Ramaphosa Is Struggling to Keep the Lights On in South Africa

Ramaphosa Is Struggling to Keep the Lights On in South Africa
South African President Cyril Ramaphosa adresses the African National Congress national conference in Johannesburg, South Africa, Dec. 16, 2022 (AP photo by Jerome Delay).

South African President Cyril Ramaphosa named a new Cabinet minister this week to tackle the country’s electricity crisis, as part of a government shakeup that doubles as damage control ahead of general elections next year.

Kgosientsho Ramokgopa, a former head of the local government of Pretoria, South Africa’s administrative capital, was appointed minister of electricity, a new position Ramaphosa described as “transitory.” He also appointed Paul Matashile as his deputy to replace David Mabuza, who resigned last month after serving one five-year term. Matashile held office as the treasurer and secretary of South Africa’s ruling African National Congress, or ANC, before he was elected last December as the party’s deputy president at its national conference.

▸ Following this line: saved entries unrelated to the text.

PR #4527, opened 2022-08-03
Add thousand separator to the transactions count

### LINKED ISSUE #3728: Number of results and page count isn't formatted correctly
### Describe the bug
On pages with tables, the number of results and the page count aren't formatted correctly.

Screenshot 2022-01-28 at 17 12 47

In this screenshot I would expect the number of transactions and the number of pages to have thousand separators in them.

### To Reproduce
Tested against the transactions page, but probably happens on other screens as well.

Tested on:
* WP 5.9
* WC 6.1.1
* WCPay 3.6.1

### To Reproduce
1. Open a page (for example, transactions) that has enough results to cause more than 10,000 pages to be displayed (or temporarily hard code the summary endpoint to return a high record count)
2. See the numbers lack thousand separators

Tested on, but probably present on other configurations:
* OS: iOS
* Browser: Chrome
* Version: 97

Potentially related to https://github.com/Automattic/woocommerce-payments/issues/3727

fashuvo:
Fixes #3728

When there are more than 999 transactions, the transactions count does not display the thousand separator. This PR installs the Number package and adds the appropriate thousand separator based on the site language.

### Before

This is how the transactions count looked like before adding the thousand separator (on an English language site):

before-thousand-operator

### After

This is how the transactions count looks like after adding the thousand separator: 

On an **English** language site:

after-thousand-operator

On a **German** language site:

Image 2022-08-10 at 11 48 10 AM

And on a **French** language site:

Image 2022-08-10 at 11 49 19 AM

### Testing instructions

1. Clone the `fix/page-result-count-formatting` branch in your local machine
2. Navigate to `woocommerce-payments/client/transactions/list/index.tsx`
3. Run `npm run watch` in the terminal
4. Find this line in the index.tsx file: ``value:  `${ applyThousandSeparator(transactionsSummary.count as number) }` ``
5. Change `transactionsSummary.count` to any number greater than 999 and save changes
6. Refresh wp-admin > Payments > Transactions and you should see the thousand separator in the transaction count.
7. Go to wp-admin > Settings > General and change site language to `Deutsch`.
8. Refresh wp-admin > Payments > Transactions and you should see `dot` as the thousand separator.
9. Go to wp-admin > Settings > General and change site language to `Français`.
10. Refresh wp-admin > Payments > Transactions and you should see `space` as the thousand separator.

-------------------

**Post merge**

### DIFF
--- a/client/transactions/list/index.tsx
+++ b/client/transactions/list/index.tsx
@@ -54,9 +54,20 @@ import DownloadButton from 'components/download-button';
 import { getTransactionsCSV } from '../../data/transactions/resolvers';
 import p24BankList from '../../payment-details/payment-method/p24/bank-list';
 
+const siteLang = document.documentElement.lang;
 const siteNumberOptions = {
 	thousandSeparator: ',',
 };
+
+if ( [ 'fr-CA', 'pl-PL', 'fr-FR', 'fr-BE' ].includes( siteLang ) ) {
+	siteNumberOptions.thousandSeparator = ' ';
+} else if (
+	[ 'de-AT', 'nl-BE', 'de-DE', 'it-IT', 'nl', 'es', 'pt-BR' ].includes(
+		siteLang
+	)
+) {
+	siteNumberOptions.thousandSeparator = '.';
+}
 
 const formatStoreNumber = partial( numberFormat, siteNumberOptions );
 interface TransactionsListProps {
--- a/client/transactions/list/index.tsx
+++ b/client/transactions/list/index.tsx
@@ -53,23 +53,6 @@ import wcpayTracks from 'tracks';
 import DownloadButton from 'components/download-button';
 import { getTransactionsCSV } from '../../data/transactions/resolvers';
 import p24BankList from '../../payment-details/payment-method/p24/bank-list';
-
-const siteLang = document.documentElement.lang;
-const siteNumberOptions = {
-	thousandSeparator: ',',
-};
-
-if ( [ 'fr-CA', 'pl-PL', 'fr-FR', 'fr-BE' ].includes( siteLang ) ) {
-	siteNumberOptions.thousandSeparator = ' ';
-} else if (
-	[ 'de-AT', 'nl-BE', 'de-DE', 'it-IT', 'nl', 'es', 'pt-BR' ].includes(
-		siteLang
-	)
-) {
-	siteNumberOptions.thousandSeparator = '.';
-}
-
-const formatStoreNumber = partial( numberFormat, siteNumberOptions );
 interface TransactionsListProps {
 	depositId?: string;
 }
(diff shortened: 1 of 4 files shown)


client/transactions/list/index.tsx
```diff
@@ -612,7 +619,7 @@ export const TransactionsList = (
 					transactionsSummary.count as number,
```
deepakpathania, line 619: Do we need to format this here as well? If yes, I'd recommend storing the formatted value as a variable above and then using that directly.

deepakpathania (commented):
Changes look good overall, left a single comment for clarification.

client/transactions/list/index.tsx
fashuvo: `transactionsSummary.count` is passed as an argument to the `_n` function. And the function [expects an integar](https://developer.wordpress.org/reference/functions/_n/#parameters) there. So I don't think we need to apply formatting there.

jessy-p (commented):
If I change the WordPress site language settings to German, the Orders screen respects the German formatting (dot) for thousand seperator
image

The transaction screen uses the comma seperator irrespective of language setting. Should we be using something like number_format_i18n to format the numbers?

fashuvo:
@jessy-p Can you please clarify which Orders screen you were referring to? I am not seeing any total/summary section on the wp-admin > WooCommerce > Orders page.

client/transactions/list/index.tsx
```diff
@@ -52,6 +54,22 @@ import DownloadButton from 'components/download-button';
 import { getTransactionsCSV } from '../../data/transactions/resolvers';
 import p24BankList from '../../payment-details/payment-method/p24/bank-list';
 
+const siteLang = document.documentElement.lang;
+const siteNumberOptions = {
+	thousandSeparator: ',',
+};
+
+if ( [ 'fr-CA', 'pl-PL', 'fr-FR', 'fr-BE' ].includes( siteLang ) ) {
```
deepakpathania, line 62: Few notes:
- How do we know this list is inclusive? A comment on the docs might be helpful for reference.
- We could use something like `startsWith` to avoid having cases like `fr-CA` and `fr-BE` separately. If it starts with `fr` we could consider it valid for this case, similarly for others.
- Encapsulating this logic to a separate function and then calling that would read better instead of having it in the global scope at the beginning of the file.

deepakpathania (changes requested):
Left a comment with a few changes, once addressed please update the PR description with a different language page as well for easier reference.

client/transactions/list/index.tsx
fashuvo: > How do we know this list is inclusive?

WCPay is now available in [18 countries](https://woocommerce.com/payments/#:~:text=Where%20in%20the%20world%3F,Kingdom%2C%20and%20the%20United%20States.). I got the locale for these languages from the WordPress.org [translate page](https://make.wordpress.org/polyglots/teams/). And then checked the thousand separator by changing the site language to each of these languages.

client/transactions/list/index.tsx
```diff
@@ -77,6 +78,28 @@ interface Column extends TableCardColumn {
...
 }
 
+const applyThousandSeparator = ( trxCount: number ) => {
+	const siteLang = document.documentElement.lang;
+	const siteNumberOptions = {
+		thousandSeparator: ',',
+	};
+
+	if ( [ 'fr', 'pl' ].some( ( lang ) => siteLang.startsWith( lang ) ) ) {
+		siteNumberOptions.thousandSeparator = ' ';
```
deepakpathania, line 88: I am not sure about using space and `'` as a separator tbh. 🤔 Could you start a thread and confirm this in the team channel once?

deepakpathania (commented):
Sorry for mentioning this late in the review but have a doubt about the separators, please confirm this once with someone from design team in the channel.

client/transactions/list/index.tsx
deepakpathania: Resolving based on Slack thread: p1660118893096929-slack-C01BPL3ALGP

deepakpathania (approved):
Thanks for addressing the comments, changes LGTM now.

PR #4533, opened 2022-08-04
Avoid execution context errors for E2E tests

jbordonado:
Fixes #

In the E2E tests reports, we can come across the following kind of errors: `Execution context was destroyed, most likely because of a navigation.`.
As the error message suggests, it probably means we're trying to use an element that doesn't exist anymore because the browser started to navigate elsewhere.

An interesting topic on Stackoverflow regarding this: https://stackoverflow.com/questions/55877263/puppeteer-execution-context-was-destroyed-most-likely-because-of-a-navigation

Essentially, we must avoid defining elements too early compared to when we use them. We should grab them the moment we want to use them in order to make sure they are not obsolete.

#### Testing instructions

- Trigger a new E2E tests workflow
- Make sure you don't see any failing scenarios that relates to the execution context error

Latest run (0 errors related to that): https://github.com/Automattic/woocommerce-payments/actions/runs/2795204044

-------------------

**Post merge**

### DIFF
--- a/changelog/dev-fix-e2e-tests-execution-context-errors
+++ b/changelog/dev-fix-e2e-tests-execution-context-errors
@@ -1,0 +1,4 @@
+Significance: patch
+Type: dev
+
+Avoid execution context errors during E2E tests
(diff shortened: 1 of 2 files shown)


htdat (approved):
LGTM! But the CI run `Check changelog` is failing, you might want to run `npm run changelog`.

PR #2456, opened 2021-07-16
feat: remove non-UPE methods when UPE is disabled

frosso:
Fixes #

#### Changes proposed in this Pull Request

When UPE is disabled, the backend removes non-UPE payment methods from the gateway: https://github.com/Automattic/woocommerce-payments/blob/5aefa3eb392b990a5fde0d76e3c40aa323f8808b/includes/admin/class-wc-rest-upe-flag-toggle-controller.php#L126-L131
Which leaves the frontend with an inconsistent state, until the page is refreshed.

Duplicating the same logic to the backend on the frontend, to ensure non-UPE payment methods are removed when the flag is disabled.

#### Testing instructions

- Ensure you have "Enable UPE settings changes" enabled
- Ensure you have "Enable UPE checkout" enabled
- Go to http://localhost:8082/wp-admin/admin.php?page=wc-settings&tab=checkout&section=woocommerce_payments
- Add a non-UPE payment method
- In the console, you should see it when querying `wp.data.select('wc/payments').getEnabledPaymentMethodIds()`
- Disable UPE
- The non-UPE payment methods is removed from the store
- You can check this by looking at the browser's console: `wp.data.select('wc/payments').getEnabledPaymentMethodIds()`

-------------------

- [ ] Added changelog entry (or does not apply)
- [x] Covered with tests (or have a good reason not to test in description ☝️)
- [ ] Tested on mobile (or does not apply)

PR #4546, opened 2022-08-08
Update available payment methods to card only after disabling UPE

### LINKED ISSUE #4422: Enabling and disabling UPE - payment method list not updated correctly
### Describe the bug
If you have UPE enabled and then disable it, the payment method list still shows the additional payment methods.

### To Reproduce
- Enable UPE and add an additional payment method like Bancontact
- Now, disable UPE
- You can still see all the additional payment methods in the list instead of just the Credit card
- If you refresh the page, the payment method list is correct and only shows the Credit card

### Actual behavior
image

### Expected behavior
image

hsingyuc:
Fixes #4422 

Update available payment methods to card only after disabling UPE
> Were there other solutions you considered? 

I was planning on calling `invalidateResolutionForStoreSelector( 'getSettings' )` to keep a single source of truth, but we already manually set enabled payments to `[ 'card' ]` when disabling.

> Why did you choose to pursue this solution?

I found we have used the set data store method to set the enabled payment method to `card`.  To keep it consistent, I add `updateAvailabledPaymentMethodIds` to update the card to the available payment method

<hr>

#### Screenshots
*Before*
before

*After*
after

#### Testing instructions
1. Enable UPE, add an additional payment method like Bancontact, and save changes
2. Disable UPE
3. Expect to see only the credit card method and the UPE setup banner

*

-------------------

- [X] Covered with tests (or have a good reason not to test in description ☝️)
- [X] Tested on mobile (or does not apply)

**Post merge**


changelog/fix-4422-set-available-method-to-card-after-disabling-upe
```diff
@@ -0,0 +1,4 @@
+Significance: patch
+Type: fix
+
+Update id card to available payment method after disabling UPE
```
brianyu28, line 4: What do you think about something like "Hide UPE payment methods after disabling UPE" to make the changelog entry a little clearer as to what's been fixed?

brianyu28 (approved):
Thanks @hsingyuc, this works well!

Since we already have the separate front-end update for enabled payment methods, doing the same to fix the available payment methods seems reasonable. I read some of the discussion in #2456 for more context there, they had similar discussions about the tradeoffs between these approaches.

Left a small suggestion on the wording of the changelog entry, just to make clear what's changed in the fix. After that, looks good to merge :shipit:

Last month, Ramaphosa invoked emergency powers to declare a “state of disaster” that he argued would help resolve severe electricity shortages that have hobbled the country since last year, which saw a record 207 days of power cuts, compared to 75 in 2021. “Extraordinary circumstances call for extraordinary measures. The energy crisis is an existential threat to our economy and social fabric,” Ramaphosa said during the annual State of the Nation address. The declaration came amid power cuts of up to eight hours per day across homes, factories and businesses in South Africa. For years, scheduled blackouts have plunged the country into darkness due to the state-owned energy firm Eskom’s inability to produce adequate power. That has now reached crisis proportions, the result of breakdowns at its old coal-fired power plants and years of widespread graft.